# [PROBLEM REQUIREMENTS]
Return each entry exactly, with none missing.

─── PROVIDED DATA

PR #95, opened 2021-02-15
Fix/key validation

phbelitz:
Whenever a public key is loaded into the key store, it's immediatly converted into a ecdsa.VerifyingKey to validated it's in a correct format. Otherwise an error is desplayed, informing which excat key is in an invalid format.

Includes commits from #90


phbelitz:
will be fixed as part of PR #90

──────

# [RESPONSE TO THIS EXERCISE]
PR #95, opened 2021-02-15
Fix/key validation

phbelitz:
Whenever a public key is loaded into the key store, it's immediatly converted into a ecdsa.VerifyingKey to validated it's in a correct format. Otherwise an error is desplayed, informing which excat key is in an invalid format.

Includes commits from #90


phbelitz:
will be fixed as part of PR #90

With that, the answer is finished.